▸ WHAT TO WORK ON
For the material below, count each line where the string "sendImpl" appears, then return the total alone.

▸ GIVEN RECORDS
Issue #207, opened 2026-05-31
feat(bus): per-message receipt chain to enable root-cause analysis of intermittent agent wedges


Nibbler1250:
## Pattern observed

Over the past few weeks the bus agent on Plus has wedged intermittently — agent process alive, daemon healthy, Telegram poll OK (409 conflict on manual `getUpdates`), but inbound messages hang and never return a reply. We've now seen this on Claude CLI **2.1.153, 2.1.156, and 2.1.158** — different CLI versions, same symptom. Restart sometimes clears it, sometimes doesn't.

The earlier framings in #195 (dialog) and #206 (CLI version) turned out to be too narrow — neither was the actual root cause of the recurring wedge.

## Why it's hard to debug from outside

The only operator-visible signal is *"inject hangs"* or *"Telegram message never gets a reply"*. There's no way to distinguish between:

- the prompt never reached the agent (PTY write lost / consumed by a transient overlay)
- the agent received it but never generated a turn
- the agent generated a turn but the bus's tailer never observed it
- the bus is serialising behind an earlier still-pending turn (lost first turn)

So we end up guessing causes (CLI version, dialog, session collision, mcp-config) and shipping workarounds for symptoms rather than fixing the root.

## Proposal — per-message receipt chain

Following @Snailflyer's idea on moazbuilds/claudeclaw#216, scoped concretely for Plus:

**Emit a structured receipt per inbound message**, recording each transition through the bus path:

```jsonc
{
  "message_id": "tg-12345",
  "received_at": "...",
  "selected_route": "agent=default",
  "agent_id": "default",
  "session_id": "...",
  "agent_cwd": "/home/.../agent",
  "process_pid": 84238,
  "process_generation": 3,            // bumps on respawn
  "prompt_hash": "sha256:...",        // proves what went in
  "claude_jsonl_path": ".../<sid>.jsonl",
  "turn_event_offset": null,          // populated when observed
  "final_state": "wedged_prompt"      // see enum
}
```

**`final_state` enum:**

- `message_polled` — adapter received it (Telegram 409 only confirms up to here)
- `route_resolved` — routing rule matched, agent selected
- `stdin_written` — bus wrote prompt + CR to the PTY
- `turn_observed` — JSONL tailer saw the matching assistant turn (**real success**)
- `wedged_prompt` — `stdin_written` ✓ but `turn_observed` never fired within timeout ← this issue's surface
- `stale_session` — session-id rejected at spawn / rotated
[...]

PR #209, opened 2026-05-31
feat(bus): receipt chain for bus → PTY observability (refs #207)

Nibbler1250:
## Problem

Issue #207: when an inbound message produces no agent turn (intermittent
wedge), we can't tell *where* the chain broke — bus, PTY write, the
agent's REPL, or the JSONL tailer — without instrumenting at debug time.
Today's logs let us see *that* something hung; they don't let us count
*how often* each surface fails, or correlate a specific message to the
exact pid that should have started a turn.

## Approach

A per-message **receipt** opens at the bridge entry and accumulates
stamps as the message moves through the bus → PTY pipeline:

```
  message_polled → route_resolved → stdin_written → turn_observed
                                                    (or wedged_prompt /
                                                     stale_session /
                                                     timeout)
```

Each receipt closes on a terminal `final_state` and is appended as one
JSON line to `~/.claude/claudeclaw/receipts.jsonl` (mode `0600`) for
offline analysis. Failure surfaces are **distinct terminal states** so
they're countable: `stale_session` = "PTY rejected the write or the
agent wasn't registered", `timeout` = "no `final` event in the window",
`wedged_prompt` = "the bus refused the prompt up-front".

## Scope of this PR — wired end-to-end

Three sites are instrumented:

1. **`src/bus/receipt.ts`** — `ReceiptStore` + `createReceiptStore` +
   `getDefaultReceiptStore()` (process-wide singleton) +
   `findByPromptHash(hash)` (secondary index used by the bus → PTY
   seam).
2. **`src/bus/webui-bridge.ts` (`streamBusPrompt` / `runPrompt`)** —
   opens a receipt at entry with `agent_id`, `selected_route`, and a
   short `prompt_hash`; closes on `intent: "final"` as `turn_observed`,
   on the timeout as `timeout`, or on a `bus.sendPrompt` rejection as
   `wedged_prompt`.
3. **`src/bus/receipt-wiring.ts` (`createPromptStreamHandler`) wired
   into `runtime-mount.ts`** — at the bus → PTY seam, looks the receipt
   up by `prompt_hash`, back-fills `process_pid` + `process_generation`
   + `route_resolved_at`, stamps `stdin_written_at` on successful PTY
   write, or closes as `stale_session` on PTY write failure / no agent
   registered.

`runtime-mount.ts` itself stays small (one helper call); the wiring
helper is extracted so its pid/generation/error paths can be unit-tested
without booting the full bus.

## Security / compliance posture

- Prompt text is **not** stored — only a 16-char SHA-256 prefix
  (`hashPrompt`), enough to correlate a receipt to a specific message
  without leaking content into observability logs.
- The receipts log is **chmod 0600** after the first append; default
  umask would otherwise leave it group-readable, which is loose for a
  log that carries operational metadata (session id, pid, cwd-derived
  fields, prompt hash).
- The store **never throws**: filesystem errors are forwarded to a
  caller-supplied `onError`, defaulting to a single stderr line.
  Instrumentation must not be able to break the bus.
- Identity fields (`message_id`, `received_at`, `final_state`,
  `duration_ms`) cannot be overridden via `patch()` — a typo in caller
  fields can't change which receipt is which or close it prematurely.
- `close()` is idempotent — first call wins, second is a no-op. Prevents
  a buggy caller from double-appending or transitioning a receipt
  through two terminal states.

## Behaviour change

- **None for the success path.** Receipts are write-only — no caller's
  control flow depends on whether a receipt opened or closed
  successfully.
- A new `~/.claude/claudeclaw/receipts.jsonl` file appears on first use.
  No retention/rotation in this PR — operators can `truncate` /
  `logrotate` it externally if needed (followup candidate).

## Tests

`bun test src/bus/__tests__/{receipt,receipt-wiring,webui-bridge}.test.ts` →
**35 → 43 pass / 0 fail** (18 new tests added by this PR):

- **`receipt.test.ts`** — store basics, hash index transitions, singleton
  swap, identity-field guards, 0600 mode, write-failure forwarding,
  duration accuracy, drain.
- **`receipt-wiring.test.ts`** — pid back-fill, generation bump on pid
  change / stable on same pid, `stale_session` on PTY write error,
  `stale_session` when agent unregistered or no `send_prompt_stream`,
  no-receipt back-compat path.
- **`webui-bridge.test.ts`** — three new `streamBusPrompt — receipt
  chain` cases asserting `turn_observed` on final, `timeout` on no
  reply, and that the open receipt is discoverable by `findByPromptHash`
  during the prompt's in-flight window. A `beforeAll/afterAll` swap
  redirects the singleton to a tmp path so the existing 11 bridge tests
  don't append to the real receipts log.

`bun test src/bus` → **308 pass / 0 fail / 1 skip** (env-gated
`SCHEMA_PROBE_INTEGRATION`). Zero regressions vs `upstream/main`
(2054 → 2072 tests, same pre-existing fail count outside `src/bus`).

A standalone functional smoke at `scripts/smoke_receipt.ts` (21/21
checks: default path, single open/close, 50-way concurrency, idempotent
close, re-open merging, drain, write-failure surfacing, `hashPrompt`
stability, 0600 verification) is kept local-only — not part of the
committed test surface, but useful when iterating on the module.

`bun x biome check` clean on all touched files. `bun x tsc --noEmit`
introduces **zero** new errors (337 pre-existing on `upstream/main`,
337 on this branch — none in the touched files).

## What this PR doesn't do

- **Adapter-side `message_polled` stamps.** Adapters (telegram, discord,
  slack) and `/api/inject` currently call `bus.sendPrompt` directly,
  bypassing `streamBusPrompt`. They'd open their own receipt with the
  adapter's `message_id` (e.g. `tg-<update_id>`) before delegating.
  Tracked as a followup to keep this PR scoped to the bus interior.
- **JSONL-tailer-side `turn_event_offset` back-fill.** The
  `turn_observed` state is currently inferred from `response.text` with
  `intent: "final"`; recording the byte offset where the tailer
  *actually saw* the `turn_duration` event would prove the tailer side
  too. Cheap to add once the schema settles.
- **Retention / rotation** of `receipts.jsonl`.

Refs #207.

### DIFF
--- a/.claude-plugin/marketplace.json
+++ b/.claude-plugin/marketplace.json
@@ -8,7 +8,7 @@
       "name": "claudeclaw-plus",
       "source": "./",
       "description": "ClaudeClaw+ — governance, orchestration, persistent memory, and hardened web UI for Claude Code daemons. Sister project to moazbuilds/claudeclaw.",
-      "version": "2.2.132",
+      "version": "2.2.133",
       "keywords": [
         "cron",
         "heartbeat",
--- a/.claude-plugin/plugin.json
+++ b/.claude-plugin/plugin.json
@@ -1,5 +1,5 @@
 {
   "name": "claudeclaw-plus",
-  "version": "2.2.132",
+  "version": "2.2.133",
   "description": "ClaudeClaw+ — governance, orchestration, persistent memory, and hardened web UI for Claude Code daemons. Sister project to moazbuilds/claudeclaw."
 }
--- a/src/bus/__tests__/receipt-wiring.test.ts
+++ b/src/bus/__tests__/receipt-wiring.test.ts
@@ -1,0 +1,138 @@
+/**
+ * Tests for the bus → PTY receipt wiring helper (issue #207). Verifies the
+ * pid/generation back-fill and the stale_session rollback paths without
+ * booting the full bus runtime.
+ */
+import { afterEach, beforeEach, describe, expect, test } from "bun:test";
+import { existsSync, mkdtempSync, readFileSync, rmSync } from "node:fs";
+import { tmpdir } from "node:os";
+import { join } from "node:path";
+import { createReceiptStore, hashPrompt, type ReceiptRecord, type ReceiptStore } from "../receipt";
+import { type AgentProcessLike, createPromptStreamHandler } from "../receipt-wiring";
+
+let tmpDir: string;
+let logPath: string;
+let store: ReceiptStore;
+
+beforeEach(() => {
+  tmpDir = mkdtempSync(join(tmpdir(), "receipt-wiring-"));
+  logPath = join(tmpDir, "receipts.jsonl");
+  store = createReceiptStore({ path: logPath });
+});
+
+afterEach(() => {
+  if (existsSync(tmpDir)) rmSync(tmpDir, { recursive: true, force: true });
+});
+
+function readReceipts(): ReceiptRecord[] {
+  if (!existsSync(logPath)) return [];
+  return readFileSync(logPath, "utf-8")
+    .split("\n")
+    .filter((l) => l.trim().length > 0)
+    .map((l) => JSON.parse(l) as ReceiptRecord);
+}
+
+function fakeAgent(pid: number, sendImpl?: (line: string) => Promise<void>): AgentProcessLike {
+  return {
+    pid,
+    send_prompt_stream: sendImpl ?? (() => Promise.resolve()),
+  };
+}
+
+describe("createPromptStreamHandler", () => {
+  test("writes to the PTY when no receipt is open (back-compat)", async () => {
+    let captured: string | null = null;
+    const handler = createPromptStreamHandler(
+      () =>
+        fakeAgent(111, async (t) => {
+          captured = t;
+        }),
+      { store },
+    );
+    await handler("alpha", "hi");
+    expect(captured).toBe("hi");
+    expect(readReceipts()).toHaveLength(0);
+  });
+
+  test("back-fills pid + generation + route_resolved_at when a receipt is open", async () => {
+    const r = store.open("m1", { agent_id: "alpha", prompt_hash: hashPrompt("hi") });
+    const handler = createPromptStreamHandler(() => fakeAgent(2222), { store });
+    await handler("alpha", "hi");
+    expect(r.record.process_pid).toBe(2222);
+    expect(r.record.process_generation).toBe(1);
+    expect(r.record.notes?.route_resolved_at).toBeDefined();
+    expect(r.record.notes?.stdin_written_at).toBeDefined();
+  });
+
+  test("generation bumps when the same agent_id is seen with a different pid", async () => {
+    const handler = createPromptStreamHandler(() => fakeAgent(currentPid), { store });
+    let currentPid = 100;
+    const r1 = store.open("m-a", { agent_id: "alpha", prompt_hash: hashPrompt("a") });
+    await handler("alpha", "a");
+    expect(r1.record.process_generation).toBe(1);
+    expect(r1.record.process_pid).toBe(100);
+
+    currentPid = 200;
+    const r2 = store.open("m-b", { agent_id: "alpha", prompt_hash: hashPrompt("b") });
+    await handler("alpha", "b");
+    expect(r2.record.process_generation).toBe(2);
+    expect(r2.record.process_pid).toBe(200);
+  });
+
+  test("generation stays stable when the same pid is observed twice", async () => {
+    const handler = createPromptStreamHandler(() => fakeAgent(777), { store });
+    const r1 = store.open("m-1", { agent_id: "alpha", prompt_hash: hashPrompt("one") });
+    await handler("alpha", "one");
+    const r2 = store.open("m-2", { agent_id: "alpha", prompt_hash: hashPrompt("two") });
+    await handler("alpha", "two");
+    expect(r1.record.process_generation).toBe(1);
+    expect(r2.record.process_generation).toBe(1);
+  });
+
+  test("closes receipt as stale_session on PTY write error and re-throws", async () => {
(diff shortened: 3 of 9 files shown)


Nibbler1250:
### Live-deployed and validated end-to-end

Wired the patched files into a real bus daemon and hit `/api/inject`
three times in a row. Result in `~/.claude/claudeclaw/receipts.jsonl`
(redacted operational fields below):

```jsonl
{"message_id":"webui:inject:…","final_state":"timeout",       "process_pid":…,"process_generation":1,"notes":{"route_resolved_at":"…","bus_send_ok":true,"stdin_written_at":"…","timeout_ms":300000,"accumulated_chars":0},"duration_ms":300000,"prompt_hash":"sha256:…"}
{"message_id":"webui:inject:…","final_state":"turn_observed", "process_pid":…,"process_generation":1,"notes":{"route_resolved_at":"…","bus_send_ok":true,"stdin_written_at":"…","output_chars":8}, "duration_ms":6072,"prompt_hash":"sha256:…"}
{"message_id":"webui:inject:…","final_state":"turn_observed", "process_pid":…,"process_generation":1,"notes":{"route_resolved_at":"…","bus_send_ok":true,"stdin_written_at":"…","output_chars":6}, "duration_ms":4487,"prompt_hash":"sha256:…"}
```

The first request demonstrates exactly the diagnostic the chain is
designed to expose: **`stdin_written_at` is stamped** (the bus seam
successfully wrote the prompt to the agent's PTY) but **`final_state` is
`timeout`** with `accumulated_chars: 0` (the agent never produced a
turn). The next two requests on the same `process_pid` /
`process_generation` complete in seconds — so the wedge is *agent-side*
in that window, not a bus-routing or PTY-write failure.

Without the receipt chain, the operator would see "request timed out"
on the adapter and could not tell whether the bus, the PTY write, or
the agent itself was at fault.

### Followup commit

`fix(bus/receipt): unwrap <channel> block before hashing in handler` —
`BusCoreImpl.sendPrompt` wraps the prompt text in a `<channel ...>...
</channel>` block *before* invoking the stream prompt handler. The
receipt is opened with the hash of the **raw** prompt text, so the
handler must unwrap the channel block before computing `hashPrompt(text)`
or `findByPromptHash` returns `undefined` and the PTY-side fields
(`process_pid`, `process_generation`, `route_resolved_at`,
`stdin_written_at`) never get back-filled. Caught on first live inject;
fixed + unit-tested (13/13 pass on `receipt-wiring.test.ts`).

TerrysPOV:
Reviewed conceptually + architecturally (not the 5-agent technical pass — happy to run that separately if useful).

Solid PR. The state-machine + secondary hash index + never-throws + idempotent-close shape is the right one, the test discipline is dense (18 new, real coverage not box-ticking), and the dogfood loop has already paid off once (channel-unwrap bug caught + fixed + unit-tested in this same PR).

Two small pre-merge asks, then two follow-ups filed alongside this comment.

### Pre-merge (cheap)

1. **Document the enum rename vs #207's vocabulary.** A two-line comment near `ReceiptFinalState` noting that this PR's `wedged_prompt` ≠ #207's `wedged_prompt`: here it means "`bus.sendPrompt` rejected at entry"; in the issue, `wedged_prompt` was defined as `stdin_written` ✓ but `turn_observed` never fires within timeout — which is what this PR calls `timeout`. Not a bug, just stops every future reader of #207 + `receipts.jsonl` from getting confused.
2. **One-line caveat on `turn_observed`** that it's bridge-inferred from `intent: "final"` on `response.text`, not tailer-confirmed via `claude_jsonl_path` + `turn_event_offset`. The follow-up wires the JSONL offset; until then operators should know `turn_observed` ≈ "the bridge thinks the turn happened".

### Architectural concerns — deliberate MVP scope cuts, not blockers

1. **Adapter coverage.** Until Telegram/Discord/Slack/`/api/inject` open their own receipts, #207's headline symptom (Telegram message hangs) is *not* observed by this PR. The pattern works; the surface it covers (the webui bridge) isn't where #207 was filed from. Filing a follow-up to wire adapters immediately so this doesn't drift.
2. **`turn_observed` is bridge-inferred, not tailer-confirmed.** Filing a follow-up for the `turn_event_offset` JSONL-tailer back-fill so #207's "tailer never saw it" ambiguity gets closed.

### Smaller notes (not asks)

- `stale_session` is overloaded across three causes (PTY threw / agent unregistered / no `send_prompt_stream`). Cause is in `notes.reason` / `notes.stage`, so the data is there — just `final_state` alone won't slice them. Live with it for now; split later if querying by terminal state alone becomes the friction.
- `receipts.jsonl` grows unbounded. Acknowledged in the PR. Cheap follow-up when it matters.
- The factor-out of `createPromptStreamHandler` from `runtime-mount.ts` so the pid/generation/stale-session paths can unit-test without booting the bus is the right shape — and pays off in the new `receipt-wiring.test.ts`.

Approving in principle pending the two doc-only tweaks above. The live-deploy smoke transcript in the PR description (`stdin_written_at` stamped + `final_state: timeout` + `accumulated_chars: 0`) is exactly the diagnostic this whole chain exists to make legible — that's the validation that matters.

Nibbler1250:
Both doc tweaks applied in ecff7b9:

1. Vocabulary note near `ReceiptFinalState` mapping this PR's `wedged_prompt` ↔ #207's usage, plus that `#207::wedged_prompt` corresponds to this PR's `timeout`.
2. One-paragraph caveat that `turn_observed` is bridge-inferred from `intent: "final"`, not tailer-confirmed via `claude_jsonl_path` + `turn_event_offset` (pending the follow-up).

Both in the same comment block above the type definition to keep them co-located with what they qualify. No code change. Combined into one commit for cleanliness.

Re the two follow-ups you mentioned (adapter coverage + tailer-confirmed `turn_observed`): happy to take either if useful — I have a related issue I filed earlier today (#213) on bus-mode session bookkeeping that touches some of the same surface, so let me know if you want me to scope a follow-up to either of them while I'm in there.

Issue #213, opened 2026-06-02
streamBusPrompt skips incrementMessageCount — session rotation never fires on bus path


Nibbler1250:
## Summary

Routes that go through `src/bus/webui-bridge.ts::streamBusPrompt` (`/api/inject`, `/api/chat`, `/api/jobs/fire`) never call `incrementMessageCount()`. On daemons running with the bus runtime (default since the receipt-chain migration), the `messageCount` field in `.claude/claudeclaw/session.json` stays at its bootstrap value forever, and `needsRotation()` returns `false` regardless of volume — so session rotation never triggers.

## Reproduction

1. Start the daemon with bus runtime enabled.
2. Send N prompts via `/api/inject` (any N).
3. `cat .claude/claudeclaw/session.json` — `messageCount` stays at 1.
4. Any code path that depends on `needsRotation()` is dead.

## Root cause

`src/runner.ts:2157` and `:2604` call `await incrementMessageCount()` after each successful Claude invocation on the legacy path:

```ts
if (!agentName && !threadId) await incrementMessageCount();
```

`src/bus/webui-bridge.ts::streamBusPrompt` resolves on `payload.intent === "final"` (line ~152) but performs no equivalent bookkeeping. Since the bus path is now the default for the three webui routes named above, the counter is effectively dead on bus-mode deployments.

## Observable impact

1. **`session.jsonl` grows unbounded** — every Claude turn replays the full session context, so per-prompt latency creeps up over days/weeks of usage.
2. **Bootstrap loads stale summaries** — `loadLatestSummary()` picks the newest file in `summaries/`. With rotation dead, the newest file can be weeks old. The next bootstrap reads back an obsolete `Wakeup, my friend!` context, which then becomes the persistent baseline for the new session.
3. **Health probes false-positive as "wedged"** — once per-prompt latency exceeds typical probe timeouts (e.g. the 25 s default in some monitoring scripts), the daemon is reported as wedged when it's actually just slow.

Confirmed signature: on a Linux daemon running CLI 2.1.159 with a multi-week-old session, a `respond: pong` probe times out at 25 s while the daemon is still actively processing the request in the background (longer-timeout calls succeed). Last rotation in `summaries/` is dated weeks before, with no entries in between.

## Secondary issue (related)

[...]

PR #214, opened 2026-06-02
fix(bus): track messageCount and trigger rotation on bus path

Nibbler1250:
## Problem

Refs #213.

The webui bridge routes (`/api/inject`, `/api/chat`, `/api/jobs/fire`) never call `incrementMessageCount()` or `needsRotation()`/`rotateSession()`. On bus-mode deployments — which is the default for any daemon driving `streamBusPrompt` — the `messageCount` field in `.claude/claudeclaw/session.json` stays frozen at its bootstrap value and `needsRotation()` returns `false` regardless of volume. Sessions grow unbounded; subsequent bootstraps reload a `summaries/*.md` snapshot that may be weeks stale; per-prompt latency creeps up; monitoring scripts with short timeouts (e.g. 25 s) start reporting the daemon as "wedged" when it is actually just slow.

## Root cause

`src/runner.ts:2157` and `:2604` perform the bookkeeping on the legacy path:

```ts
if (!agentName && !threadId) await incrementMessageCount();
```

`src/bus/webui-bridge.ts streamBusPrompt()` resolves on `payload.intent === "final"` but performs no equivalent. The bus path replaces the legacy path for the three webui routes named above (see PR #136), so the counter has been dead on bus-mode deployments since that migration.

## Fix

Mirror the legacy bookkeeping at the bus seam: after `runPrompt` returns a successful result, increment the global session counter and check whether rotation should fire. The block is wrapped in `try/catch` so a bookkeeping failure cannot break the prompt flow the caller is awaiting.

`getSettings()` throws when called before `loadSettings()` (early boot, unit tests), so we skip rotation in that specific case but keep the increment. The next call after settings are loaded will pick it up.

This matches the legacy `runner.ts:1583-1589` pattern and uses the same `session` config (not a new key).

## Why option B (and not A/C from #213)

In the issue I proposed three options. This PR is **option B (agent-aware bookkeeping at the bus seam)** without the agent-vs-global session unification piece — that is a separate concern that affects what `rotateSession()` actually summarizes, and deserves its own discussion. **Option A** (single-line `incrementMessageCount`) would not have addressed the rotation trigger. **Option C** (moving the rotation check entirely out of `runner.ts`) is a bigger architectural change that I'd rather see decided in #213 discussion before opening another PR.

## Test plan

- [x] **T1 — Build / parse**: `bun build src/index.ts --outdir /tmp/claw-smoke --target bun --no-splitting` → clean
- [x] **T1 — Lint**: `bun x biome check src/bus/webui-bridge.ts` → clean
- [x] **T1 — Type check**: `bun x tsc --noEmit` → no new errors in `src/bus/webui-bridge.ts`
- [x] **T2 — Unit tests**: `bun test src/bus/__tests__/webui-bridge.test.ts` → 10 pass, 0 fail, no new noise (the `getSettings` early-skip prevents the test-env log spam)
- [x] **Live test on a real bus-mode daemon**:
  - Pre-restart: `session.json.messageCount = 1`, probe latency 25 s+ timeout, daemon flagged "wedged" 3× in 24 h.
  - Post-patch + restart: probe latency **3 s** OK, `messageCount` increments correctly on each successful `/api/inject` (1 → 2 → 3 verified).

## Scope and follow-ups (not in this PR)

- **Global vs agent-default session divergence** — `createSession()` at bootstrap creates a global session with a different `sessionId` than the agent the bus actually drives. `rotateSession()` will summarize the global (small bootstrap session) rather than the agent (the actually large one). Flagged in #213 "Secondary issue (related)"; happy to file a separate issue or take direction in this PR's review.
- **`createdAt` reset on every bootstrap** — makes `maxAgeHours`-based rotation ineffective for daemons that restart more than once per `maxAgeHours` window. Also flagged in #213.

## Version bump

Plugin + marketplace bumped to `2.2.133` per repo policy (`src/` touched).

## Migration notes

None — pure additive fix. Legacy `runner.ts` path is untouched; bus path now mirrors its bookkeeping.

### DIFF
--- a/.claude-plugin/marketplace.json
+++ b/.claude-plugin/marketplace.json
@@ -8,7 +8,7 @@
       "name": "claudeclaw-plus",
       "source": "./",
       "description": "ClaudeClaw+ — governance, orchestration, persistent memory, and hardened web UI for Claude Code daemons. Sister project to moazbuilds/claudeclaw.",
-      "version": "2.2.132",
+      "version": "2.2.133",
       "keywords": [
         "cron",
         "heartbeat",
--- a/.claude-plugin/plugin.json
+++ b/.claude-plugin/plugin.json
@@ -1,5 +1,5 @@
 {
   "name": "claudeclaw-plus",
-  "version": "2.2.132",
+  "version": "2.2.133",
   "description": "ClaudeClaw+ — governance, orchestration, persistent memory, and hardened web UI for Claude Code daemons. Sister project to moazbuilds/claudeclaw."
 }
--- a/src/bus/webui-bridge.ts
+++ b/src/bus/webui-bridge.ts
@@ -18,6 +18,9 @@
 
 import type { BusCore } from "./core";
 import type { BusOrigin } from "./types";
+import { incrementMessageCount, peekSession } from "../sessions";
+import { needsRotation, rotateSession } from "../rotation";
+import { getSettings } from "../config";
 
 /**
  * Per-agent mutex tail used to serialize `streamBusPrompt` calls. Codex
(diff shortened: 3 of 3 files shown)


Nibbler1250:
Closing in favour of a new PR per maintainer review on #213.

The agent-aware bus rotation design (issue-body B + comment-A) supersedes the global-only bookkeeping this PR implements. Quoting #213:

> A 1-line `await incrementMessageCount()` in `streamBusPrompt` bumps the *global* counter. The global session is the brief bootstrap "wakeup" turn — not the long-lived agent PTY where every Telegram / `/api/inject` / `/api/chat` turn accumulates. Flipping `needsRotation()` to true would then rotate the bootstrap session, write a summary of the wakeup turn, and leave the bloated agent session.jsonl growing untouched. That's a worse failure mode than the current silence.

Going to send the agent-scoped replacement: pass `agentId` through `incrementMessageCount`, `peekSession`, `needsRotation`, plus a new `rotateSession(config, agentName)` overload that writes summaries to the agent's directory. Legacy `runner.ts` no-arg call shape stays unchanged.

Ordering per #213: lands between #216 (preserve `createdAt`) and #217 (silent-drop safety net). Will post the new PR shortly.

▸ ANSWER BOX
2